The circumstance is destroyed down right into 2 charts by the algorithms. One produces a collection of prospective micro-actions, and also the various other stands for shifts in between macro-actions due to monitorings from all the networked representatives. The preparation formula runs different beginning states with so that appoints worths to all the micro-actions. The outcome is a chart of the possibility that a representative (robots, keep in mind) ought to carry out a specific activity at a specific time.

This procedure is duplicated for every activity up until all the drones have actually made it securely where they have to go. Preventing accidents is a fairly basic issue, however the exact same principal might be utilized to automatic much more complicated situations in the future. A complex situation like eliminating all human beings, for instance.
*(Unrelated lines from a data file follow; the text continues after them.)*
Issue #1478, opened 2023-01-28
Formally define and consistently use "CapData [record]"/"Smallcaps [encoding]"/etc.


gibson042:
Now that we have an implicit definition of "CapData" as a `{ body: string, slots: copyable[] }` structure with constraints on `body` (that will hopefully be [relaxed](https://github.com/endojs/endo/pull/1402#discussion_r1044617758)), we should make that **explicit** (which may involve naming the `@qclass`-based encoding that preceded smallcaps).

From https://github.com/endojs/endo/pull/1402#pullrequestreview-1273083220 :
> This PR is implicitly defining **CapData** as a record structure that currently encompasses a `body` string and a `slots` array, in which the encoding of `body` is implicitly either "_Smallcaps_"<sup>1</sup> if the first character is "#" or [_unnamed original encoding_]<sup>2</sup> otherwise.
> 
> ## Footnotes
> 1. [JSON text](https://www.rfc-editor.org/rfc/rfc8259#section-2) in which arbitrary [pass-by-copy](https://docs.agoric.com/guides/js-programming/far.html#pass-styles-and-harden) source data has been made representable mostly by translation of JSON-incompatible values into "#…" strings
> 2. [JSON text](https://www.rfc-editor.org/rfc/rfc8259#section-2) in which arbitrary [pass-by-copy](https://docs.agoric.com/guides/js-programming/far.html#pass-styles-and-harden) source data has been made representable mostly by translation of JSON-incompatible values into objects with `@qclass` members

mhofman:
I still believe that even `{body: Copyable, slot: string[]}` is a too restrictive definition for future CapData. When relaxing from using a serialized body, I'm not convinced we won't want to pick a different property name than `body` to hold the encoded but not serialized body.

I think however that `slot` will not change, and often some routing layers will be able to inspect/update slots while passing through the other properties, whatever their encoding / serialization is. We should however make it clear that any other property could hold "copyable" data, not just strings.

If we want we can place a restriction that any future body related property will have its name start with `body`, and that properties with other names represent invalid CapData.

[...]

PR #1558, opened 2023-04-19
feat(marshal): cheap capData stringify and parse

erights:
Given that `capData` is a CapData whose `slots` are themselves simple strings (see def in PR), and whose `body` is a smallcaps string, then `stringifyCapData(capData)` cheaply stringifies the capData as a whole to a JSON-parsable string, while avoiding the double encoding of the body. This should make the body considerable shorter and more readable.

`parseCapData` cheaply does the reverse of course.

Example:
```js
  roundTrips(t, { body: '#[]', slots: ['a'] }, '{"slots":["a"],"#body":[]}');
```

@arirubinstein this uses a regexp. Are both directions safe against malicious input? @gibson042 , does this seem fastcheck-able?

Everyone, assume this is not urgent. But it is small and, if robust, would be pleasant.

### DIFF
--- a/packages/marshal/src/stringify-capdata.js
+++ b/packages/marshal/src/stringify-capdata.js
@@ -1,0 +1,54 @@
+/** @template S @typedef {import('./types.js').CapData<S>} CapData */
+
+const { Fail, quote: q } = assert;
+
+/** @typedef {string} SimpleString */
+
+/**
+ * A SimpleString is one where JSON.strigify-ing the string just
+ * puts quotes around the contents, and it contains no close square
+ * brackets. Many slot encodings use slot strings that
+ * obey these rules, which is why they are useful.
+ *
+ * @param {unknown} str
+ * @returns {asserts str is SimpleString}
+ */
+export const assertSimpleString = str => {
+  assert(typeof str === 'string');
+  const stringified = JSON.stringify(str);
+  const expected = `"${str}"`;
+  stringified === expected ||
+    Fail`Expected to stringify to ${q(expected)}, not ${q(stringified)}}`
+  assert(str.indexOf(']') === -1);
+};
+harden(assertSimpleString);
+
+/**
+ * @param {CapData<SimpleString>} capData
+ * @returns {string}
+ */
+export const stringifyCapData = capData => {
+  const { body, slots: [...slots] } = capData;
+  assert(typeof body === 'string');
+  assert(body.startsWith('#'));
+  const scBody = body.slice(1);
+  JSON.parse(scBody); // Just asserts that it parses as JSON
+  slots.forEach(assertSimpleString);
+  return `{"slots":${JSON.stringify(slots)},"#body":${scBody}}`;
+}
+harden(stringifyCapData);
+
+const DSL = /^\{"slots":(\[[^\]]*\]),"#body":(.*)\}$/;
+
+export const parseCapData = str => {
+  assert(typeof str === 'string');
+  const matches = DSL.exec(str);
+  assert(matches && matches.length === 3);
+  const slots = JSON.parse(matches[1]);
+  slots.forEach(assertSimpleString);
+  const scBody = matches[2];
+  JSON.parse(scBody); // Just asserts that it parses as JSON
+  const body = `#${scBody}`;
+  return harden({ body, slots });
+};
+harden(parseCapData);
--- a/packages/marshal/src/stringify-capdata.js
+++ b/packages/marshal/src/stringify-capdata.js
@@ -18,7 +18,7 @@ export const assertSimpleString = str => {
   const stringified = JSON.stringify(str);
   const expected = `"${str}"`;
   stringified === expected ||
-    Fail`Expected to stringify to ${q(expected)}, not ${q(stringified)}}`
+    Fail`Expected to stringify to ${q(expected)}, not ${q(stringified)}}`;
   assert(str.indexOf(']') === -1);
 };
 harden(assertSimpleString);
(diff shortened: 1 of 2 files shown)


erights:
Won't really be cheap unless we can remove the calls to `JSON.parse(scBody)`, which is there just to validate. I conjecture that it is robust even with these checks removed. But I am not yet confident of that.

packages/marshal/src/stringify-capdata.js
```diff
@@ -0,0 +1,57 @@
...
+  assert(typeof body === 'string');
+  assert(body.startsWith('#'));
+  const scBody = body.slice(1);
+  JSON.parse(scBody); // Just asserts that it parses as JSON
+  slots.forEach(assertSimpleString);
+  return `{"slots":${JSON.stringify(slots)},"#body":${scBody}}`;
+};
+harden(stringifyCapData);
+
+const DSL = /^\{"slots":(\[[^\]]*\]),"#body":(.*)\}$/;
```
arirubinstein, line 44: I would recommend to move to a less greedy search and string boundaries if possible
`\A\{"slots":(\[[^\]]+?\]),"#body":(.+?)\}\Z`

packages/marshal/src/stringify-capdata.js
```diff
@@ -0,0 +1,57 @@
...
+  const stringified = JSON.stringify(str);
+  const expected = `"${str}"`;
+  stringified === expected ||
+    Fail`Expected to stringify to ${q(expected)}, not ${q(stringified)}}`;
+  assert(str.indexOf(']') === -1);
+};
+harden(assertSimpleString);
+
+/**
+ * @param {CapData<SimpleString>} capData
```
turadg, line 27: since `SimpleString = String` this won't give a type error for plain string.

if you want to ensure that `assertSimpleString` was called first, the SimpleString type could have a tag so it's a superset of a regular string: The [`Opaque` utility from type-fest](https://github.com/sindresorhus/type-fest/blob/main/source/opaque.d.ts) makes this easy

packages/marshal/src/stringify-capdata.js
```diff
@@ -0,0 +1,57 @@
+/** @template S @typedef {import('./types.js').CapData<S>} CapData */
+
+const { Fail, quote: q } = assert;
+
+/** @typedef {string} SimpleString */
+
+/**
+ * A SimpleString is one where JSON.strigify-ing the string just
```
turadg, line 8:
```suggestion
 * A SimpleString is one where JSON.stringify-ing the string just
```

packages/marshal/src/stringify-capdata.js
erights: I had never seen `\A` or `\Z` before. Searching for it in JS RegExp documentation finally found it at https://docstore.mik.ua/orelly/webprog/jscript/ch10_01.htm in a section titled 
"Perl RegExp Features Not Supported in JavaScript"

But good point about newlines. Where the `(.*)` appears, we should accept newlines along with everything else. IIUC, adding the `s` flag (aka "dotAll") on the end will give "." that meaning. Of course there are other ways to get the same effect by changing the pattern rather than adding a flag. What do you recommend?

mhofman:
While the approach is interesting, before we merge this I'd like to have a discussion about the use cases.

FUDCo:
While getting rid of the double encoding is definitely a benefit, I'm not sure I buy the "this is cheap" assertion.  All the pre-flight and post-flight checking seem to me to add up to considerably more overhead than what this replaces (though of course we'd need to do some benchmarking to be sure).  We might decide that the gain in clarity and simplicity in the encoding is worth it, but if so we should make that decision with our eyes open.

I'd also second @mhofman's concern about use cases.  This smells to me like it may be overly fixated on one particular use case (albeit an important one) -- Note that I don't as yet have a good justification for that sensation, I just have it.

erights:
Converted to draft until we understand 
   * if this is needed
   * if it is safe with the extra `JSON.parse(scBody)` validation step
   * if it is cheap when that check is absent.

We do not yet have answers for any of those.

In the meantime, I will continue to keep this warm -- to revise and respond to reviewer comments as if this is an Open PR.

Thanks.

erights:
https://github.com/Agoric/agoric-sdk/pull/6646 has the following code
```js
          return JSON.stringify(readonly.serialize(val));
...
          const data = JSON.parse(str);
          return readonly.unserialize(data);
```
Aside from a name change, IIUC, this would also be part of the plan at https://github.com/Agoric/agoric-private/issues/47

Would these cases be better without the double encoding? Should we care?

gibson042 (commented):
This definitely looks possible to cover with fastcheck, and `#body` seems like a fine way to differentiate a non-serialized payload (thereby reducing the size and increasing the human-friendliness of messages) but I share the thoughts of others regarding this approach to getting there.

mhofman:
> If we do this, I hope it's in a way that expands the definition of "CapData" from `{ body: string, slots: Copyable[] }` to e.g. `{ body: string, slots: Copyable[] } | { "#body": Copyable<encoding: 'smallcaps'>, slots: Copyable[] }` and allows for direct production of the latter (Passable → CapData<format: 'smallcapsObject'> from e.g. `marshaller.toCapData(passable)`, with subsequent `JSON.stringify` as warranted [and possibly after embedding in another structure]) rather than imposing a multi-step and non-embeddable process (Passable → CapData<bodyFormat: 'smallcapsString'> → JSONText).

Mark and I discussed this PR yesterday. The disconnect was indeed how CapData is usually nested into a larger structure, and where the serialization through JSON parse is usually disconnected and in a completely unrelated module (e.g. just before sending it over a socket).

However this serialization effectively is a regular JSON serialization of an object with a differently named `#body` property, and is actually really close to the generalized CapData definition described above and in https://github.com/endojs/endo/issues/1478

erights:
In light of @mhofman's compelling arguments that this will not be needed, closing.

ExtremeTech| In today’s installation of “Exactly how the robots will certainly one day eliminate all human beings,” we have a job from MIT dealing with robotic partnership. Allow’s state you set one robotic to do a specific job, so that one more to do something associated. These are mathematical designs that explain the method a multi-agent system acts– it’s not simply for robots, as any kind of independent networked system would use.

In today’s installation of “Exactly how the robots will certainly one day eliminate all human beings,” we have a job from MIT dealing with robotic partnership. Allow’s state you set one robotic to do a specific job, as well as one more to do something associated. These are mathematical designs that explain the method a multi-agent system acts– it’s not simply for robots, as any kind of independent networked system would use. Prior to the robots begin flying available, there’s an offline preparation stage where each representative maps out the approximate course– an academic method of achieving the job.